Where "interface" appears in a line of the entries below, that line should be copied.

··· Material for this exercise

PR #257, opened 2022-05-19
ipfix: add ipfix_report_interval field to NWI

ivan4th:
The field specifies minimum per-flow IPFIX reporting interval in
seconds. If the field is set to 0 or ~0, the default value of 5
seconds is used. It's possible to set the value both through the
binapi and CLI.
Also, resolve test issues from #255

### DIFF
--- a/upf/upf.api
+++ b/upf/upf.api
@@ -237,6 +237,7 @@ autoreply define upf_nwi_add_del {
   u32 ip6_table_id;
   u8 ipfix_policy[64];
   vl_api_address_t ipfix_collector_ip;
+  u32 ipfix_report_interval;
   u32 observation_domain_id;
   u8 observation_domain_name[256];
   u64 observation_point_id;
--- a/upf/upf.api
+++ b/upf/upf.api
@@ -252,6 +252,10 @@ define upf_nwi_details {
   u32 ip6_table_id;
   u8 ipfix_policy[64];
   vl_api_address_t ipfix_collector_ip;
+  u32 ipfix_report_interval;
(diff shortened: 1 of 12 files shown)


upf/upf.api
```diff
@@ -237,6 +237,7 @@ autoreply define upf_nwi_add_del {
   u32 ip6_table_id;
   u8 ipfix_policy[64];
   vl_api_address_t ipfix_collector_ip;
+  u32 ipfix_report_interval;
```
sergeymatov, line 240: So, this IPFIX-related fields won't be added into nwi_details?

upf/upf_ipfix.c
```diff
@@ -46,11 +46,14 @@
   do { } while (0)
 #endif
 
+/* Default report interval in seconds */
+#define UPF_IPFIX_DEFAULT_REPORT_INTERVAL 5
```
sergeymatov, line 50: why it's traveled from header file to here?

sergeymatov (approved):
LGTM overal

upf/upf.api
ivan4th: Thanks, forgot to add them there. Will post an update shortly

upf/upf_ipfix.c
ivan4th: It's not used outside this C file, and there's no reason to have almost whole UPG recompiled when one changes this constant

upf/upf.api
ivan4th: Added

······
··· Material for this exercise

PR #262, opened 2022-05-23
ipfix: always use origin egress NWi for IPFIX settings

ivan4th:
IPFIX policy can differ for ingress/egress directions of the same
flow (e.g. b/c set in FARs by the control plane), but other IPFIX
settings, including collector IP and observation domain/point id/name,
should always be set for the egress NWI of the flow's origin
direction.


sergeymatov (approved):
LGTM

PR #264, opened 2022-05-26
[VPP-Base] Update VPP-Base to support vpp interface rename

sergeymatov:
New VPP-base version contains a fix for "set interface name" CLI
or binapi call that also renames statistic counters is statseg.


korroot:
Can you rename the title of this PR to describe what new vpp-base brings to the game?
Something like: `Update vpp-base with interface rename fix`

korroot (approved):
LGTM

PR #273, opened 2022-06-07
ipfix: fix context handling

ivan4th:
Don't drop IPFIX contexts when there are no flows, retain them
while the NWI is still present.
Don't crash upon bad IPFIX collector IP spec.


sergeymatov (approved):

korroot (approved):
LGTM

······

**Expected answer**
[VPP-Base] Update VPP-Base to support vpp interface rename
New VPP-base version contains a fix for "set interface name" CLI
Something like: `Update vpp-base with interface rename fix`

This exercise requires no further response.